Kesbangpol Kutim Bahas Kerawanan Sosial, Soroti Ancaman Ideologi Radikal

Kajian BRIDA ungkap dinamika sosial, tekanan ekonomi, hingga potensi tumbuhnya generasi anti-NKRI

SANGATTA, KEMBARA TIMUR – Dari luar, acara itu tampak seperti seminar teknokratik biasa: pembukaan, sambutan pejabat, presentasi data. Tapi di dalam Ruang Damar, Gedung Serba Guna (GSG) Bukit Pelangi, Kamis pagi, 3 Juli 2025, pertemuan yang diinisiasi oleh Bidang Kewaspadaan Nasional dan Penanganan Konflik Badan Kesbangpol Kutai Timur (Kutim) itu menyimpan pembahasan yang lebih dalam: menggali akar-akar konflik sosial di daerah ini dan menyusun indeks untuk mendeteksinya sejak dini.

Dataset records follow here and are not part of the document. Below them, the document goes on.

PR #30, opened 2018-05-17
DM-14496: test_association broken

morriscb:


morriscb:
I use them in some of the tests for ap_association. The function there is a direct copy-paste from those tests. I can remove those variables if you would like.

PR #31, opened 2018-05-18
DM-13849: Convert all ap_verify test data to obs_test

kfindeisen:
This PR modifies `test_ingestion` and `test_dataset` to depend on `obs_test` rather than `obs_decam`, and fixes some more minor issues I came across while working on these tests.

This PR must be merged after lsst-dm/ap_verify_testdata#1.


tests/test_dataset.py
```diff
@@ -28,35 +28,35 @@
...
+        cls.obsPackage = 'obs_test'
+        cls.camera = 'test'
         try:
             lsst.utils.getPackageDir(cls.testDataset)
         except pexExcept.NotFoundError:
             raise unittest.SkipTest(cls.testDataset + ' not set up')
 
+        # Hack the config for testing purposes
+        # Note that Config.instance is supposed to be immutable, so some code may break
+        Config.instance._allInfo['datasets.' + cls.datasetKey] = cls.testDataset
```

Kegiatan ini merupakan program murni dari Kesbangpol Kutim, didukung oleh tim peneliti dari Badan Riset dan Inovasi Daerah (BRIDA). Selama beberapa waktu, mereka menyusun dokumen teknis yang menyatukan data sosial, budaya, dan ekonomi dengan tujuan utama: memetakan potensi kerawanan sosial di Kutim secara komprehensif.

“Kami tidak ingin bekerja berdasarkan insting saja. Indeks ini akan menjadi alat ukur resmi dan teknis bagi Pemkab Kutim dalam menilai dan menangani potensi konflik sosial,” kata Kepala Kesbangpol Kutim, Tedjo Yuwono, saat membuka seminar.

Dokumen tersebut berisi serangkaian variabel, indikator, hingga tolak ukur yang dikembangkan untuk membaca dinamika kerawanan sosial di lapangan. Beberapa indikator yang menjadi perhatian antara lain: tekanan ekonomi, ketimpangan pembangunan, dan catatan konflik yang pernah terjadi sebelumnya.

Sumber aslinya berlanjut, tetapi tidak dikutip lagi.